→ Exercise requirements: Starting at the first line below, copy through to the last line exactly.

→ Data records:
Issue #1486, opened 2019-03-07
JsonArray Cannot add/set at Index


jredfox:
the methods of add/set(index, object) are missing from your wrapper class.

PR #1498, opened 2019-03-22
Implement add with index wrapper for JsonElement and primitive types

dacamposol:
- Implementation for the add method in an specifies position of the List to the wrapper.
- Unit tests for the different primitives.

Solves: Issue #1486

### DIFF
--- a/gson/src/main/java/com/google/gson/JsonArray.java
+++ b/gson/src/main/java/com/google/gson/JsonArray.java
@@ -100,6 +100,61 @@ public final class JsonArray extends JsonElement implements List<JsonElement> {
   }
 
   /**
+   * Adds the specified boolean to self in the specified position.
+   * All the element on the array will be moved to the right (increment index by one)
+   *
+   * @param index the index where the specified parameter will be added.
+   * @param bool the boolean that needs to be added to the array.
+   */
+  public void add(int index, Boolean bool)  {
+    elements.add(index, bool == null ? JsonNull.INSTANCE : new JsonPrimitive(bool));
+  }
+
+  /**
+   * Adds the specified character to self in the specified position.
+   * All the element on the array will be moved to the right (increment index by one)
+   *
+   * @param index the index where the specified parameter will be added.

→ Answer below:
Issue #1486, opened 2019-03-07
JsonArray Cannot add/set at Index


jredfox:
the methods of add/set(index, object) are missing from your wrapper class.

PR #1498, opened 2019-03-22
Implement add with index wrapper for JsonElement and primitive types

dacamposol:
- Implementation for the add method in an specifies position of the List to the wrapper.
- Unit tests for the different primitives.

Solves: Issue #1486

### DIFF
--- a/gson/src/main/java/com/google/gson/JsonArray.java
+++ b/gson/src/main/java/com/google/gson/JsonArray.java
@@ -100,6 +100,61 @@ public final class JsonArray extends JsonElement implements List<JsonElement> {
   }
 
   /**
+   * Adds the specified boolean to self in the specified position.
+   * All the element on the array will be moved to the right (increment index by one)
+   *
+   * @param index the index where the specified parameter will be added.
+   * @param bool the boolean that needs to be added to the array.
+   */
+  public void add(int index, Boolean bool)  {
+    elements.add(index, bool == null ? JsonNull.INSTANCE : new JsonPrimitive(bool));
+  }
+
+  /**
+   * Adds the specified character to self in the specified position.
+   * All the element on the array will be moved to the right (increment index by one)
+   *
+   * @param index the index where the specified parameter will be added.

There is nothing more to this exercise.